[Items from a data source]
--------------------------------

PR #510, opened 2020-09-01
Serializes SetRegularKey

tedkalaw:

Serialize SetRegularKey

### Context of Change

Adds serialization for SetRegularKey

Docs: https://xrpl.org/setregularkey.html

### Type of Change

- [ ] Documentation Updates
- [ ] Release

## Before / After

N/A

## Test Plan

CI - Tests updated

### DIFF
--- a/src/XRP/serializer.ts
+++ b/src/XRP/serializer.ts
@@ -1301,7 +1301,7 @@ const serializer = {
    * @param setRegularKey - The SetRegularKey to convert.
    * @returns The SetRegularKey as JSON.
    */
-  setRegularKeyToJSON(setRegularKey: SetRegularKey): SetRegularKeyJSON {
+  setRegularKeyToJSON(setRegularKey: SetRegularKey): SetRegularKeyJSON | undefined {
     const json: SetRegularKeyJSON = {
       TransactionType: 'SetRegularKey',
     }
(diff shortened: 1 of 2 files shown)


src/XRP/serializer.ts
```diff
@@ -1285,6 +1294,31 @@ const serializer = {
...
+  ): SetRegularKeyJSON | undefined {
+    const json: SetRegularKeyJSON = {
+      TransactionType: 'SetRegularKey',
+    }
+
+    const regularKey = setRegularKey.getRegularKey()
+    if (regularKey) {
+      const regularKeyJson = this.regularKeyToJSON(regularKey)
+      if (!regularKeyJson) {
+        return undefined
```
tedkalaw, line 1315: let me know if you think this is too defensive

amiecorso: I don't think this is too defensive:  I actually made a note of this pattern as something that we should probably address universally... because in many cases around optional fields we check whether the protobuf has the optional field, and then we just go ahead and convert it to JSON and use the result... but if the protobuf has a real field then we should definitely be throwing or something if the conversion to JSON fails... we don't want it to fail silently.  We might want to audit this all at once.

keefertaylor: I personally would not have this check, so at least the file is consistent in its behavior. 

At the end of the day, if you pass in something malformed you're going to get something malformed out. We can try our best to let that not happen, but I think the existing pattern is a reasonable trade off.

PR #522, opened 2020-09-03
Serialize Transaction Data for all Transaction Types

keefertaylor:

Serialize transaction specific data for all functions now that serialization for these protocol buffers are implemented.

### Context of Change

Note that this change is just hooking up protocol buffers. 

The protocol buffer library ensures (via a `oneof`) that if:
```
transaction.getTransactionDataCase() === Transaction.TransactionDataCase.FOO
```

then 
```
transaction.getFoo() !== undefined
```

For that reason, lots of lines in this PR are not tested because they are a logical fallacy based on the sanity checks provided by generated protocol buffer code.

Also note that all transaction data cases are not hit because we know:
- Every subpayment type, ex. `bar`, serializes correctly (via unit tests for `barToJSON`)
- Top level payment fields serialize correctly, via existing unit tests (and soon via improved tests in #519)

### Type of Change

- [ ] Documentation Updates
- [ ] Release

## Before / After

After this change, we can serialize all specific transaction data. Note that some common fields, such as `signers` are still not serialized. That functionality is coming in #519. 

Also note there are several TODOs in this class which will get cleaned up as a final task for this functionality. 

## Test Plan

CI shows that this does not affect existing behavior. Rational for not providing additional unit tests is provided above.


amiecorso (approved):
awesome

tedkalaw (approved):
nice, seems reasonable

PR #523, opened 2020-09-03
Refactors Test Utilities, Adds Signing Test for All Payment Fields

amiecorso:
This PR refactors the test utility functions into a separate helper file for re-use, and then uses these helpers in the process of a new `signer` test to test the signing of a `Payment` transaction with ALL fields set (now that the serializer supports serialization of all fields).

### Context of Change
With the new version of `xpring-common-js` the SDKs tests were suddenly failing signing.  This `signer` test illuminates that some of the newly serialized `Payment` fields encounter strict format enforcements in the `ripple-binary-codec`.  Therefore, our integration tests in the SDKs need to use test values that conform to these realistic format requirements.

### Type of Change

## Before / After
Helper utilities refactored for better organization and re-usability.
New test for `signer` sanity-checks signing of the newly expanded `Payment` JSON.

## Test Plan
New test.  CI passes. 

Update the values used in integration tests in the SDKs to be in realistic, valid formats for consumption by the ripple binary codec.

### DIFF
--- a/test/XRP/helpers/xrp-test-utils.ts
+++ b/test/XRP/helpers/xrp-test-utils.ts
@@ -29,13 +29,7 @@ import {
   AccountSet,
 } from '../../../src/XRP/generated/org/xrpl/rpc/v1/transaction_pb'
 
-
 const xrpTestUtils = {
-
-  /* eslint-disable no-shadow, max-params --
-  * The values we are shadowing are only used as inputs for this function,
-  * and it's fine to have a ton of parameters because this function is only used for testing purposes.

--------------------------------

__YOUR TASK__:
Nothing beyond the lines from the start of the entries through the line with "--- a/src/XRP/serializer.ts" should appear. Repeat those lines exactly, both ends included.

__OUTPUT OF THE EXERCISE__:
PR #510, opened 2020-09-01
Serializes SetRegularKey

tedkalaw:

Serialize SetRegularKey

### Context of Change

Adds serialization for SetRegularKey

Docs: https://xrpl.org/setregularkey.html

### Type of Change

- [ ] Documentation Updates
- [ ] Release

## Before / After

N/A

## Test Plan

CI - Tests updated

### DIFF
--- a/src/XRP/serializer.ts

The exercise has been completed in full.